## TASK GOAL
Look below for the lines from the one with "I definitely agree" to the one with "I was not aware", and copy exactly those lines, both ends included.

## SUPPLIED INFORMATION
┌──

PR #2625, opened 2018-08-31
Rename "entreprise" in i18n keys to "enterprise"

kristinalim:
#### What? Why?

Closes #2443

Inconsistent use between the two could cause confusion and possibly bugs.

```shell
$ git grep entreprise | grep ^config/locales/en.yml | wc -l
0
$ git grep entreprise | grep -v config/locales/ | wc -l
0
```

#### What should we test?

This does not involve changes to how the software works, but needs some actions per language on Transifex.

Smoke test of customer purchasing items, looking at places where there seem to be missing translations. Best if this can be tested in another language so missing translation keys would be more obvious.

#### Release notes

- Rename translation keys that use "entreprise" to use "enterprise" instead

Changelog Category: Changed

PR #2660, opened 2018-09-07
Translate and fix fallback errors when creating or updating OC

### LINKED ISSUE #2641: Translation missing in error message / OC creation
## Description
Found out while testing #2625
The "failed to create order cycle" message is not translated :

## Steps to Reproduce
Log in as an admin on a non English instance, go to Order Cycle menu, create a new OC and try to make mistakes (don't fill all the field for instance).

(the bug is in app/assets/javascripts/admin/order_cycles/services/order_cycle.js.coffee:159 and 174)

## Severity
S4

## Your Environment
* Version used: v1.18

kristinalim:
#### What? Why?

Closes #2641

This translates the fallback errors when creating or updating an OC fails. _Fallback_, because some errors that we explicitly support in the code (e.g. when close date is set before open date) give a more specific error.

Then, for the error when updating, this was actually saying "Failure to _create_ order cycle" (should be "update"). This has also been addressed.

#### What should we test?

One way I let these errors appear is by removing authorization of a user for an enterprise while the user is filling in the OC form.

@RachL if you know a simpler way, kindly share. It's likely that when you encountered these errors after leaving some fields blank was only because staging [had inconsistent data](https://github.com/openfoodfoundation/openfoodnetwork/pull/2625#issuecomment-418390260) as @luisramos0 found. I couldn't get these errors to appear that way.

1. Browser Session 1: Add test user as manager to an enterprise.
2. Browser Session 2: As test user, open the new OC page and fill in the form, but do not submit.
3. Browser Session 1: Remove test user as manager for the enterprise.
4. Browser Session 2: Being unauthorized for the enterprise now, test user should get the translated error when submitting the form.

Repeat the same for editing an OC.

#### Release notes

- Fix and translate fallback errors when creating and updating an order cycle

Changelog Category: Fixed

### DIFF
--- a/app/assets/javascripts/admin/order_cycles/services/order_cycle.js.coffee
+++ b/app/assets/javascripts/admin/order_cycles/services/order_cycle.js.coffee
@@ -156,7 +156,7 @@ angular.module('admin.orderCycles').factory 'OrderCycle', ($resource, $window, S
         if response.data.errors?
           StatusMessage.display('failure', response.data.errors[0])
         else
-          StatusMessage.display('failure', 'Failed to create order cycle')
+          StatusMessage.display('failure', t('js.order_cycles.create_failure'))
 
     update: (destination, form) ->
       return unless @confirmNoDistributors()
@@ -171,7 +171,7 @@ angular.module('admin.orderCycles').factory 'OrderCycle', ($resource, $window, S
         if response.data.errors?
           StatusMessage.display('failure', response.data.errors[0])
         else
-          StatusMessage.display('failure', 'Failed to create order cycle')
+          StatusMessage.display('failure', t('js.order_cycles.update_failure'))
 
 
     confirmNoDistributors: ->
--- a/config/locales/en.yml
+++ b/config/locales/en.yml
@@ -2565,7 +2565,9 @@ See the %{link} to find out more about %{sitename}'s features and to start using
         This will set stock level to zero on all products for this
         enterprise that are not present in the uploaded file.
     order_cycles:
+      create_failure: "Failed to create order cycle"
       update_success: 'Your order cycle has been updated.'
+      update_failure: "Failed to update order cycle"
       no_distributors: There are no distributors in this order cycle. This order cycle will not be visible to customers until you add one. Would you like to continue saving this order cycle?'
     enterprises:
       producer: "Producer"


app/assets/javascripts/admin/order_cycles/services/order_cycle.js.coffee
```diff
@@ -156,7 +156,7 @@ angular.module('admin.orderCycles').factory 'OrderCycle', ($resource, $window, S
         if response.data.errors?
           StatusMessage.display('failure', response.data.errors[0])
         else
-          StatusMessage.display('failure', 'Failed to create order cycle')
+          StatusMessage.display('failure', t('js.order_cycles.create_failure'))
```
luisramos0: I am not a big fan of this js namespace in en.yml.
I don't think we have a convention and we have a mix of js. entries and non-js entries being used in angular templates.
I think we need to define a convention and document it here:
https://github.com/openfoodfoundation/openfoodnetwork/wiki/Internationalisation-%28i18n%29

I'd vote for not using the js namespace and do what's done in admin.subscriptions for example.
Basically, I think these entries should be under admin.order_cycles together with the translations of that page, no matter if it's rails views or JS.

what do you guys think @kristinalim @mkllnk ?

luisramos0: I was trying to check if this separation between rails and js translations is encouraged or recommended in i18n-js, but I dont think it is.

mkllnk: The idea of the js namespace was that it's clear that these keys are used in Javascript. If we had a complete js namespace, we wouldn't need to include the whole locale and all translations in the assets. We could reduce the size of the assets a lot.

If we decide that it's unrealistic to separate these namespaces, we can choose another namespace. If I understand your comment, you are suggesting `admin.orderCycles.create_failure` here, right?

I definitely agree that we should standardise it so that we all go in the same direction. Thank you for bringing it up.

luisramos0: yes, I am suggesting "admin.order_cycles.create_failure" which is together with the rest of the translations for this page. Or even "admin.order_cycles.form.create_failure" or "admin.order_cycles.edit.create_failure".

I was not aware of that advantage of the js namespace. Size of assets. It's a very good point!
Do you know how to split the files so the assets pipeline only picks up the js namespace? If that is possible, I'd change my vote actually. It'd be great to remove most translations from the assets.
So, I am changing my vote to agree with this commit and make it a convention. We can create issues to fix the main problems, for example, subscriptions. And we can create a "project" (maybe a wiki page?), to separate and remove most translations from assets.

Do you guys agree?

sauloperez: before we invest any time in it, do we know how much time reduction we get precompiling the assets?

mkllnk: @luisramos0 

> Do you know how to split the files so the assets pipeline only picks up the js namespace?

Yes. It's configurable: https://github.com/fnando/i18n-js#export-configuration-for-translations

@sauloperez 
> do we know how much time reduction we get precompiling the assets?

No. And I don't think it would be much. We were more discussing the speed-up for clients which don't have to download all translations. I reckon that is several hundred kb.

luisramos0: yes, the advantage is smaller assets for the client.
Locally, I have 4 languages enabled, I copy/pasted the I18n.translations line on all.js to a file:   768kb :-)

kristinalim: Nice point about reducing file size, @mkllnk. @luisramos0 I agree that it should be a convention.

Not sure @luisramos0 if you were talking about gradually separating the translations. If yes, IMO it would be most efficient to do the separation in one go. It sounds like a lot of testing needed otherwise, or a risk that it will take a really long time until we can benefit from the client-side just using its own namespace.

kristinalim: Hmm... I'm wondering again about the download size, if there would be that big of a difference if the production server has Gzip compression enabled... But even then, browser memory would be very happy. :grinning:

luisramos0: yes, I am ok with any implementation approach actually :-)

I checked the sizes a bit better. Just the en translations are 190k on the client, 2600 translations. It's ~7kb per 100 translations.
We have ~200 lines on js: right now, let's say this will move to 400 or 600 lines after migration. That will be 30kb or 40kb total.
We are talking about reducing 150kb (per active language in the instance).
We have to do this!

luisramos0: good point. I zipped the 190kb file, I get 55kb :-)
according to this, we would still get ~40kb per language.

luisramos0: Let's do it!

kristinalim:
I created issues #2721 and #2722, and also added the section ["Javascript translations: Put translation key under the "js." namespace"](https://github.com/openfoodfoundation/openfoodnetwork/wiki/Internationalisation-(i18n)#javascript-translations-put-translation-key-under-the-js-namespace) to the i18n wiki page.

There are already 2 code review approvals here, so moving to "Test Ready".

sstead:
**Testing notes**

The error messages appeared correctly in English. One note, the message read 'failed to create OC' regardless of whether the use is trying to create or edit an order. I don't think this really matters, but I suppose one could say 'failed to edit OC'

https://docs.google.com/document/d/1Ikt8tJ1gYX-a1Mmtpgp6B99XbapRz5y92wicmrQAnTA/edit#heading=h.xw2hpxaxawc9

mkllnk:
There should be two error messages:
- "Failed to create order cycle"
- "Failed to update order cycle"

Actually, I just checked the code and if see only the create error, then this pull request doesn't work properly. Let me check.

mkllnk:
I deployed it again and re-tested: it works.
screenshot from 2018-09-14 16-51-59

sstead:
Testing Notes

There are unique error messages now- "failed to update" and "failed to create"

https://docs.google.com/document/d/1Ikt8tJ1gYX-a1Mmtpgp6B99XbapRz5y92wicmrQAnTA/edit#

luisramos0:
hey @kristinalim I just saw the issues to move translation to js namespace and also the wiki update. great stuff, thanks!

└──
┌──

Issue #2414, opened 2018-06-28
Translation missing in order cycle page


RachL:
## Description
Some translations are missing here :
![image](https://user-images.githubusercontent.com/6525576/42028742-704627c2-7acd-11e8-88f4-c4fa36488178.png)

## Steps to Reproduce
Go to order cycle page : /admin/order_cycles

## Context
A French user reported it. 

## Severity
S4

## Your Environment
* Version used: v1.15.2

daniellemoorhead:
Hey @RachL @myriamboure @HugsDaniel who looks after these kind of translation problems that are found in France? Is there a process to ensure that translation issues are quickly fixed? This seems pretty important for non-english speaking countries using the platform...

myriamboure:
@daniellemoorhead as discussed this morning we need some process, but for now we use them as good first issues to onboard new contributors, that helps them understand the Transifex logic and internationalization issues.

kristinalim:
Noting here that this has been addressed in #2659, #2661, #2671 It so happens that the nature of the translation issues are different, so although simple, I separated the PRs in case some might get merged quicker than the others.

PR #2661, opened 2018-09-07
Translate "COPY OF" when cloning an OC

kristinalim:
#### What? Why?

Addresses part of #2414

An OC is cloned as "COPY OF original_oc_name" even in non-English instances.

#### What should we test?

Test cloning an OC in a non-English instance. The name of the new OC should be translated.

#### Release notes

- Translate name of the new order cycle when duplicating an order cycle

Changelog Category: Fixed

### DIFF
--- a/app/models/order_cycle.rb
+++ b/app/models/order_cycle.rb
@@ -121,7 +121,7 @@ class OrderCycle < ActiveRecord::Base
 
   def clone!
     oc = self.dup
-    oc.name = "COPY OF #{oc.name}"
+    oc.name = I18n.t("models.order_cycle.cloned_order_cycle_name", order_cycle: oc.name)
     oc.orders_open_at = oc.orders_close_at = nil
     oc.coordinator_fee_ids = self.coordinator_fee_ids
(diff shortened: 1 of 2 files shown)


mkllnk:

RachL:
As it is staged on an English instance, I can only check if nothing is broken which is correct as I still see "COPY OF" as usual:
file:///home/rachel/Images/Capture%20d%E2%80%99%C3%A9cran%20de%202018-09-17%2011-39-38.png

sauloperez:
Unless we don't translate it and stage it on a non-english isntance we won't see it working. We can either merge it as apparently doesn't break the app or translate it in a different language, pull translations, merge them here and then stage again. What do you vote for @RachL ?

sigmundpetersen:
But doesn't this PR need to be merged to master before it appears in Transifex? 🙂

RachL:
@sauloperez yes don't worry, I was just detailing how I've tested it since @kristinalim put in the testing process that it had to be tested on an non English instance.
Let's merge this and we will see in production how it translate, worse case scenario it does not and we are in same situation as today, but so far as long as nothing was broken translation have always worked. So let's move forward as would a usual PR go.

└──

## EXPECTED OUTPUT
I definitely agree that we should standardise it so that we all go in the same direction. Thank you for bringing it up.

luisramos0: yes, I am suggesting "admin.order_cycles.create_failure" which is together with the rest of the translations for this page. Or even "admin.order_cycles.form.create_failure" or "admin.order_cycles.edit.create_failure".

I was not aware of that advantage of the js namespace. Size of assets. It's a very good point!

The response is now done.